Rimonabant (SR141716, Acomplia®) has been described as an antagonist/inverse agonist at the cannabinoid receptor type 1 (CB1). It has been widely used as a tool to evaluate the mechanisms by which cannabinoid agonists produce their pharmacological effects and to elucidate the respective physiological or pathophysiological roles of the CB1 receptor. In addition of being a CB1 antagonist, it has become increasingly clear that rimonabant can exert its own intrinsic actions.

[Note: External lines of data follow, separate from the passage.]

PR #248, opened 2020-06-26
Add Rocket.Chat to Users of Loki

MartinSchoeler:
Hello! We are currently using Loki on our Storybook ([Rocket.Chat's Fuselage](https://github.com/RocketChat/Rocket.Chat.Fuselage)) So we thought it would be nice to be on the list of users. Thanks!


oblador:
Really cool, thanks!

PR #257, opened 2020-07-24
Remove version in node requirement

### LINKED ISSUE #230: Upgrade minimum required Node.js version to an active LTS or current
### Context

According to the [docs](https://github.com/oblador/loki#prerequsites) and the [`package.json`](https://github.com/oblador/loki/blob/caa4742573e8f98cb79d08428809eddff1e4cbdb/package.json#L16), the minimum required version of Node.js for Loki  is 7.6 or higher

### Issue

Node.js 7.x was released [2016-10-25](https://nodejs.org/en/download/releases/#:~:text=Node.js%207.0.0) and end-of-life (last commit) happened [2017-07-11](https://github.com/nodejs/node/commits/v7.x)

Considering that Node.js 7.x is officially unsupported and that there is no point on supporting deprecated versions we could upgrade the minimum required version to an active TLS 
e.g. Node.js 10.x end-of-life will be 2021-04-30 (more info table and link below)

image
🔗 https://nodejs.org/en/about/releases/

oblador:
Fixes #230

### DIFF
--- a/docs/getting-started.md
+++ b/docs/getting-started.md
@@ -5,7 +5,7 @@ title: Getting started
 
 ## Prerequsites
 
-- Node 7.6 or higher
+- [Node](https://nodejs.org/)
 
 ### Optional dependencies
 
--- a/packages/loki/README.md
+++ b/packages/loki/README.md
@@ -22,7 +22,7 @@ Loki aims to have easy setup, no to low maintenance cost, reproducible tests ind
 
 ## Prerequsites
 
-- Node 7.6 or higher
+- [Node](https://nodejs.org/)
 
 ### Optional dependencies
 


techeverri:
There is at least one more reference in code to the minimum required Node.js version

https://github.com/oblador/loki/blob/8f5f5fe56b45a762beac1ad3bf36b3cf5f93c9a0/package.json#L17

Some other references to Node.js version are in the following files:
- https://github.com/oblador/loki/blob/master/circle.yml
- https://github.com/oblador/loki/blob/master/.travis.yml

oblador:
Circle isn't used right now, but for travis it could make sense to have a build matrix perhaps. 

Root package isn't deployed so doesn't have much effect, but also isn't necessarily incorrect?

PR #273, opened 2020-10-06
Fix graphicsMagick comparing images with different dimensions. Fixes #44

### LINKED ISSUE #44: visual tests pass when a component's size changes
Steps to reproduce: 

1. create a 150x150 blue square component.
2. run loki update
3. change the size to 300x300
4. run loki test
Expected: test should fail
Actual: test is passing

Crazymax11:
## PRE

Here is no contributing guide, so I don't know how to format Pull Request, which steps I need to do to check my changes and I don't know how to test this changes properly.

## Problem

GraphicsMagick's compare method checks only pixel diff in first image dimensions. This means that if second image is first image concated with another image, GM will decide that the images are equal.

In practice it means, that than I, as programmer, add some content to existing component/story, GM will not report any diff and Loki.js tests will pass. 

## Resolution

Check images dimensions manually. That method I use in current job project and it works.

### DIFF
--- a/packages/diff-graphics-magick/src/create-graphics-magick-differ.js
+++ b/packages/diff-graphics-magick/src/create-graphics-magick-differ.js
@@ -1,9 +1,21 @@
 const fs = require('fs-extra');
 const gm = require('gm');
+const imageSize = require('image-size');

These may be viewed as evidence of either the inverse agonist nature of rimonabant or of tonic activity of the endocannabinoid system that tends to change according to the circumstances. Amongst the several effects of rimonabant, the most clinically relevant are its anti obesity properties and its ability to attenuate nicotine dependence. To date, data obtained from clinical trials (RIO North America, RIO Europe and RIO Lipid) indicate that rimonabant may have major clinical benefits in relation to its anti-obesity properties and as a novel candidate for the treatment of metabolic and cardiovascular disorders associated with overweight and obesity. Other clinical trials, such as the STRATUS study, have also shown that rimonabant may be effective in smoking cessation, and that the drug has a reasonable safety profile. This review will focus on the main effect obtained to date with rimonabant.